Saturday, October 6, 2007

The Seven Benefits of Annual Business Valuations for Family Businesses

The Seven Benefits of Annual Business Valuations for Family Businesses
Most owners of privately-held businesses believe that they
know what their company is worth. As they have worked to
build the business, often from the ground up, they feel
that their intuitive value conclusions accurately reflect
the fair market value of the firm. In many cases, these
business owners are biased in their views towards the firm,
and therefore, have an inflated sense of value associated
with the business. Though a business owner has their own
opinion as to what the business is worth, their value may
differ substantially from the value that could be realized
in an arms length transaction between a willing buyer and a
willing seller. Without a formal valuation of the company,
the business owner often has nothing other than a gut
feeling to support the value that they attach to the
business.

Many business owners are reluctant to hire an independent
valuation professional to conduct an initial valuation of
the company (let alone an annual valuation) if they do not
perceive the need for one. In many cases, there is little
perceived need for the owner of a very small business to
have a valuation performed, unless of course the owner
plans to leave the business to children, needs a loan from
a bank when the company's assets alone cannot support the
loan, or seeks to sell all or part of the business. These
business owners often are individuals who have started or
acquired a "lifestyle" business-a business that provides
the owner with a job and enables the owner to maintain
their desired lifestyle. The lifestyle business could be
thought of as a hobby for the business owner-a hobby that
earns the owner money.

As compared to a lifestyle firm, some entrepreneurs seek to
establish a transgenerational enterprise-a firm that is
skillfully managed to create long-term value and wealth for
successive generations. These firms typically exhibit the
same seven characteristics of successful transgenerational
enterprises-a compelling vision, professionalized
management team, a long-term ownership plan/strategy,
effective communication, good corporate governance, a clear
succession plan, and a comprehensive strategic plan. As a
result of the need to ensure and evaluate successful
creation of transgenerational wealth, many privately-held
and family-owned businesses, particularly those that have
survived multiple generational transfers, have instituted a
policy of having an independent business
appraiser/financial analyst conduct an annual valuation of
the firm.

Many firms of various sizes and different phases of the
corporate life cycle have recognized the benefits of having
an annual valuation conducted. The most commonly cited
benefits of an annual valuation policy include the
following:

• Accountability and Performance-An annual valuation of a
privately-held firm enables the shareholders to see the
value that is being consistently created or destroyed by
the management of the firm in its execution of the
corporate strategic plan. Over time, if the executive
management of the firm consistently fails to create value
through the increase in the estimated fair market value of
the company's shares, the shareholders may seek to replace
the management team with a group more capable of executing
the strategy and creating value for the shareholders. In
addition, an annual valuation may enable the shareholders
to identify the need for substantial change to the
strategic plan if that plan consistently fails to create
the level of value anticipated. Overall, the annual
valuation promotes accountability and provides clear
performance measurement.

• Estate Planning Purposes-Many shareholders in
privately-held transgenerational enterprises have on-going
estate planning strategies aimed at protecting wealth for
heirs. As part of an estate plan, a shareholder may
periodically place shares into a family limited partnership
whose shares are then gifted to the shareholder's children.
A shareholder may also make gifts of shares to the
children each year for tax purposes. In order to
facilitate this, an annual valuation of the privately-held
enterprise provides the shareholders with part of the data
necessary for these estate planning purposes.

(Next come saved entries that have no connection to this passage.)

Issue #180, opened 2020-06-27
[Breaking change Tokei] Handle Markdown and Jupyter Notebooks


o2sh:
As you may already know, Onefetch relies on [tokei](https://github.com/XAMPPRocky/tokei) for language detection.

Unfortunately, tokei shows Markdows and Jupyter Notebooks stats in separate sections apart from other languages:

![image](https://user-images.githubusercontent.com/13710835/85922726-cbf1bd00-b885-11ea-9ad0-a73f3b9df567.png)

And onefetch uses the "Code" column to account for each language's weight in the total distribution
Here we have 0 for Markdown and Jnb instead of 65 and 28 (Total). 

As a result, onefetch considers those languages to  represent 0% of the total distribution:

![image](https://user-images.githubusercontent.com/13710835/85922797-50dcd680-b886-11ea-911b-034fd89cb6e7.png)

We should find a way to use the "Total" value instead

--------
#151

PR #265, opened 2020-10-14
Handle Markdown and Jupyter Notebooks

o2sh:
Fix for #180 

New code distribution of the repo shown in the issue:

lacmus

### DIFF
--- a/src/onefetch/language.rs
+++ b/src/onefetch/language.rs
@@ -185,7 +185,7 @@ impl Language {
 
         let total: f64 = stats.iter().map(|(_, v)| v).sum();
 
-        if (total - 0 as f64).abs() < f64::EPSILON {
+        if total.abs() < f64::EPSILON {
             None
         } else {
             for (_, val) in stats.iter_mut() {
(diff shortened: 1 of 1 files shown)


src/onefetch/language.rs
```diff
@@ -163,18 +163,36 @@ impl Language {
...
+            if code == 0 {
+                continue;
+            }
+
+            stats.insert(Language::from(*language_type), code as f64);
+        }
+
+        let total: f64 = stats.iter().map(|(_, v)| v).sum();
+
+        if (total - 0 as f64).abs() < f64::EPSILON {
```
spenserblack, line 188: Is it necessary to subtract by 0? :thinking:

spenserblack (approved):
LGTM :+1:
Just had 1 question.

src/onefetch/language.rs
o2sh: It looks weird, I aggree; it's a clippy suggestion.

At first, I had written `total == 0 as f64`

spenserblack: Got it, that makes sense. I assume clippy wouldn't complain if it was this
```suggestion
        if total.abs() < f64::EPSILON {
```

o2sh: I should really stop relying blindly on clippy suggestions :weary:
Thanks @spenserblack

• Buy-sell agreements-In multi-shareholder firms, a
buy-sell agreement is an effective and practical means of
establishing how the buyout of other shareholders will be
conducted. Though many buy-sell agreements have a defined
method or process for establishing the value of the firm's
shares, an annual valuation sets a clear precedent for the
methodology used to establish the value of the shares. For
those firms that do not have buy-sell agreements in place,
annual valuations are a good way of avoiding (or at least,
tempering) disputes that may arise when a shareholder seeks
to sell his shares to the other shareholders. Whereas one
time valuations can be open to criticism of bias in favor
of one party or the other, an annual valuation tends to
limit this accusation as the methodology has been applied
consistently in previous years.

• Promotes Effective Communication-An annual valuation of a
privately-held firm is an effective means of communicating
value creation between the executive management, board of
directors, and the shareholders of the firm. The valuation
may be the catalyst for open discussion between the
management and the shareholders on issues related to the
strategic plan, succession plan, financial objectives,
return expectations, etc. In addition, an annual valuation
is a good way for the management and board of directors of
the company to provide value-added services for the
shareholders. This in turn can foster the creation of
goodwill between the management of the firm and the
shareholders, which may ultimately lower the firm's overall
cost of capital. The lower cost of capital may enable the
firm to invest in value-creating projects that create
long-term wealth for shareholders-projects that may have
been overlooked in the past as a result of a higher cost of
capital.

• Facilitate Banking-Many privately-held firms effectively
utilize leverage to invest in value-creating projects.
Often times, this leverage may exceed the credit available
based on the firm's fixed assets alone. In some cases, the
financial institution may be willing to lend against the
company's goodwill, which is identified in the process of a
formal valuation. The ability, then, of a privately-held
firm to borrow based on the value of the goodwill or the
value of the company's shares may expand the universe of
value-creating investment options available to the firm.
In addition, the annual valuation may establish a track
record of value creation which could be used to facilitate
a recapitalization of the firm, enabling management to
further seek value-creating projects, distribute funds to
the shareholders via special dividends, etc.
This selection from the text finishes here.